There is nothing more to be said or to be done tonight, so hand me over my violin and let us try to forget for half an hour the miserable weather and the still more miserable ways of our fellowmen. - Holmes

ct_anthony

#62
Hi everybody,

I like to bring this thread back again :D I've used the EQ from STM (well, the mid-control part) quite a bit in the last time... superb control and extremely good noise ratio... Really enjoying this circuit!

What I´d like to ask (or request help) is how to exactly scale the caps for frequency selection... I´ve learned from my MXR 6-Band that I want to boost at 800hz and 1.6Hz for about 6db using a specific amp/guitar combination into the gain channel.. thats why I want to build these two bands using the EQ design from here (best noise performance I´ve seen so far). But the caps don't seem to scale linear: 440/56 != 630/33 != 1000/18.

So my question is, which cap values do I need for almost exactly 800hz and 1600hz ?

Regards, Anthony

Edit: Corrected frequencies :D

Rob Strand

#63
From what I can see the actual frequencies of the MXR 6-band are 784Hz and 1.8kHz.
Using STM's circuit, to match these frequencies, I get  27n/2n7 and 12n/1n2.

However, the final response of the MXR circuit with two bands boosted is *quite different* to STM's circuit with two bands boosted.  This is normal as the two circuit add bands in a different manner.

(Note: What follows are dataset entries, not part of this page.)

PR #626, opened 2026-01-26
feat: add sac+cnn in frankasim

zlockewtg:
### Description
- Added SAC + CNN policy support for the Franka-Sim environment.
- Updated related documentation/examples (EN/ZH) to reflect the new SAC+CNN option.
- Fixed a minor bug found during integration (see Motivation/Context).

### Motivation and Context
- Franka-Sim previously focused on PPO + MLP usage; SAC + CNN is a common setup for vision-based observations.
- **Bug fix:** addressed a small issue encountered while enabling SAC+CNN so training/rollout can run without errors.

### How has this been tested?
- Manual verification in local dev environment:
  - Ran Franka-Sim training with **SAC + CNN** configuration and confirmed training starts and produces rollouts without runtime errors.
- Tooling:
  - `pre-commit run --all-files` (ruff / ruff-format) passed.

### Additional information (optional, e.g., figures and logs):
- N/A

### Types of changes
- [x] Bug fix (non-breaking change which fixes an issue)
- [x] New feature (non-breaking change which adds functionality)
- [x] Documentation update (Document-only update)
- [ ] Breaking change (fix or feature that would cause existing functionality to not work as expected)

### Checklist:
- [x] My code follows the code style of this project.
- [x] My change requires a change to the documentation.
- [x] I have updated the documentation accordingly.
- [ ] I have added tests to cover my changes.
  - Not added in this PR; validated via manual training run and pre-commit checks.
- [x] All new and existing tests passed.
  - No new automated tests; manual run succeeded and linters/formatters passed.

PR #677, opened 2026-02-04
fix: fix some implementation details for sac

zanghz21:
### Description

- Add an option for soft_update_target_model. Previously, the target q copies the encoder and lerp the target q head. Currently, the default behavior is to lerp the whole network. The previous option can be achieved by setting algorithm.target_update_type=q_head_only. 
- Fix the detach_encoder feature in the CNNPolicy::get_feature function. No harm to current performance.
- Fix the end2end pipeline when auto_entropy_tuning is false.
- Avoid use shared_feature in forward_actor and forward_critic to avoid possible bug. (at little cost of extra compute)
- Add more logging for Q.
- Update agg_q for the realworld cfg.
-
### Types of changes

### Checklist:

### DIFF
--- a/rlinf/workers/actor/fsdp_sac_policy_worker.py
+++ b/rlinf/workers/actor/fsdp_sac_policy_worker.py
@@ -243,7 +243,7 @@ class EmbodiedSACFSDPPolicy(EmbodiedFSDPActor):
             cache_size=self.cfg.algorithm.replay_buffer.cache_size,
             sample_window_size=self.cfg.algorithm.replay_buffer.sample_window_size,
             save_trajectories=self.cfg.algorithm.replay_buffer.get(
-                "save_trajectories", True
+                "save_trajectories", False
             ),
         )
 
@@ -263,7 +263,7 @@ class EmbodiedSACFSDPPolicy(EmbodiedFSDPActor):
                 cache_size=self.cfg.algorithm.demo_buffer.cache_size,
                 sample_window_size=self.cfg.algorithm.demo_buffer.sample_window_size,
                 save_trajectories=self.cfg.algorithm.demo_buffer.get(
-                    "save_trajectories", True
+                    "save_trajectories", False
                 ),
             )
             self.demo_buffer.load_checkpoint(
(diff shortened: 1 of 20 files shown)


rlinf/workers/actor/fsdp_sac_policy_worker.py
```diff
@@ -155,7 +156,7 @@ def build_optimizer(
         if self.cfg.algorithm.get("auto_entropy_tuning", False):
             target_entropy = self.cfg.algorithm.get(
                 "target_entropy",
-                -self.cfg.actor.model.action_dim / 2,  # Heuristic: -|A|/2
```
XuS1994, line 158: I have seem `-|A|/2` in other pr

rlinf/workers/actor/fsdp_sac_policy_worker.py
```diff
@@ -214,14 +215,14 @@ def compute_alpha(self):
...
-            alpha = torch.Tensor(self.cfg.algorithm.initial_alpha).to(
+            alpha = torch.Tensor([self.cfg.algorithm.initial_alpha]).to(
                 dtype=self.torch_dtype, device=self.device
             )
         return alpha
 
     @property
     def alpha(self):
-        return self.compute_alpha()
+        return self.compute_alpha().item()
```
XuS1994, line 225: This part was also just added by another PR. You need to verify its consistency.

rlinf/workers/actor/fsdp_sac_policy_worker.py
zanghz21: For this part, the typical SAC usually takes the default value of ``-action_dim``. ``-action_dim/2`` comes from the SeRL convention, but I do not think it is common. For the correctness, all SAC cfgs specify the value of the target entropy.  Therefore, the default value is never adopted in current existing configs.

rlinf/workers/actor/fsdp_sac_policy_worker.py
zanghz21: I go through the code related to it, and I think with high probability the implementation with ``item()`` is correct. Could you please point out the id of that PR?

XuS1994: https://github.com/RLinf/RLinf/pull/626

andylin-hao (approved):

PR #686, opened 2026-02-05
fix(gr00t-isaaclab): fix several bugs in gr00t and isaaclab

smallcracker:
**Description:**
We have successfully implemented Reinforcement Learning training for the GR00T-N1.5 model on the Stack Cube task within the IsaacLab environment. Below are the detailed changes and the reasoning behind them:

*   **Environment & Reward Logic:**
    *   **New Task Definition:** Created `Template-Modified-Stack-Cube-v0` based on `Isaac-Stack-Cube-Franka-IK-Rel-Visuomotor-v0` and implemented the missing reward function.
        *   *Reason:* The original task did not define a reward signal, rendering it unusable for RL training.
    *   **Avoided Double Calculation:** Removed the overloaded `step` function in our wrapper.
        *   *Reason:* Since the reward is now calculated within the environment itself, we don't need overloading `step`.
    *   **Success Metric Refinement:** Modified the `success_once` condition to check `step_reward > 0` instead of relying solely on termination signals.
        *   *Reason:* The environment triggers `terminations` both when the task is completed AND when blocks fall off the table. The previous logic incorrectly counted "dropping the block" as a success. This change ensures only valid stacking actions are counted.
    * Task Prompt: Updated the task description to: "Stack the red block on the blue block, then stack the green block on the red block."

*   **Critical Bug Fix (Data Integrity):**
    *   **Deep Copy for Tensors:** Applied explicit `.clone()` to all tensors returned by `self.env.step(actions)` (step_reward, terminations, truncations) before appending them to the trajectory tensor.
        *   *Reason:* `isaaclab_env` returns tensors that point to the same memory address across steps. Without `.clone()`, appending them to a tensor stores references to the same memory location, causing the entire history buffer to be overwritten by the latest step's data. This corrupted the training data.

*   **Configuration & Misc:**
    *   **20Hz Video Recording:** Changed video frame rate to 20Hz.
        *   *Reason:* To align with the environment's default control frequency (20Hz). This facilitates accurate estimation of physical task duration based on video length.
    *   **Headless Mode:** Removed the `DISPLAY` environment variable.
        *   *Reason:* To force headless mode and prevent GLX/rendering errors on servers without physical displays.
    *   **Documentation:** Fixed various comment typos to improve code readability.

**Motivation and Context:**
*   **Enabling RL:** The primary goal is to train GR00T-N1.5 using RL in IsaacLab environment.
*   **Data Correctness:** The tensor memory sharing bug was a silent failure that made training data invalid. Fixing this was crucial for the model to learn effectively.
*   **Metric Accuracy:** Distinguishing between "termination by failure" and "termination by success" ensures the success rate metric is meaningful.

**How has this been tested?**
*   **Hardware:** 4x NVIDIA RTX 4090 (4\*48G VRAM).
*   **Base model**: supervised finetuned GR00T-N1.5 model.
*   **Training:** Finetuned the GR00T-N1.5 model for 260 epochs (~24 hours).
*   **Outcome:**
    *   **Success Rate:** Improved from **0.65 to 0.897**.

image

https://github.com/user-attachments/assets/1122612d-a8eb-4e63-88eb-ca6225df7261

### Types of changes

- [√] Bug fix (non-breaking change which fixes an issue)

### Checklist:

### DIFF
--- a/docs/source-en/rst_source/examples/embodied/mlp.rst
+++ b/docs/source-en/rst_source/examples/embodied/mlp.rst
@@ -59,7 +59,7 @@ Algorithms
 
     -   Learns Q-values via Bellman backups and entropy regularization (off-policy).
     -   Uses an MLP as the Actor policy network; ensure Q-related heads/structures are enabled in the configuration (``add_q_head: True``).
-    -   Supports **Automatic Entropy Tuning** (``auto_entropy_tuning: True``) to dynamically balance exploration and exploitation.
+    -   Supports **Automatic Entropy Tuning** via ``entropy_tuning`` (e.g., ``alpha_type: softplus``) to balance exploration and exploitation.
 
 3.  **GRPO (Group Relative Policy Optimization)**
 
--- a/docs/source-en/rst_source/examples/embodied/sac_flow.rst
+++ b/docs/source-en/rst_source/examples/embodied/sac_flow.rst
@@ -119,10 +119,14 @@ RLinf provides default configuration files for both simulation and real-world en
       # SAC Hyperparameters
       gamma: 0.96          # Discount factor
       tau: 0.005           # Target network soft update coefficient
-      initial_alpha: 0.01  # Initial entropy coefficient
-      auto_entropy_tuning: True  # Enable automatic entropy tuning
-      alpha_type: softplus # Entropy coefficient parameterization
-      alpha_lr: 3.0e-4     # Entropy coefficient learning rate
+      entropy_tuning:
+         alpha_type: softplus # Entropy coefficient parameterization
+         initial_alpha: 0.01  # Initial entropy coefficient
+         target_entropy: -4
+         optim:
+            lr: 3.0e-4     # Entropy coefficient learning rate
+            lr_scheduler: torch_constant
+            clip_grad: 10.0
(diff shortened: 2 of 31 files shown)


rlinf/envs/isaaclab/tasks/stack_cube.py
```diff
@@ -43,10 +43,17 @@ def _make_env_function(self):
         """
 
         def make_env_isaaclab():
+            import os
+
+            # Remove DISPLAY variable to force headless mode and avoid GLX errors
+            if "DISPLAY" in os.environ:
```
andylin-hao: Use dict's `pop`, not del

smallcracker: ok, we'll fix this.

smallcracker: fixed.

smallcracker:
By the way, since we created a new Isaaclab task for training this RL task, do I need to submit the code related to this new task? Also, how should I submit the code for the new task?

zoeyuchao:
> By the way, since we created a new Isaaclab task for training this RL task, do I need to submit the code related to this new task? Also, how should I submit the code for the new task?

@smallcracker could u add my wechat ID? We can use wechat group to communicate~The telephone number in my email.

The bandwidths of the MXR are more narrow and when two bands are added the shape of the bands skew such the frequencies skew upward.

STM's circuit is a cascade structure (series).  You can also use these "Bohn Equalizers" in a parallel structure like this:
[link remove until I find the ckt]

I did not see if the response of this structure matched the MXR closer.

The bottom line is different equalizers structures produce different results.
The MXR circuits are probably one of the worst for trying to understand how the bands interract.




Send:     . .- .-. - .... / - --- / --. --- .-. -
According to the water analogy of electricity, transistor leakage is caused by holes.

PRR

#64
> the caps don't seem to scale linear: 440/56 != 630/33 != 1000/18.

They should. But those are not the values on the "STM" on this page. In a 4-page thread, maybe you are pointing at another plan?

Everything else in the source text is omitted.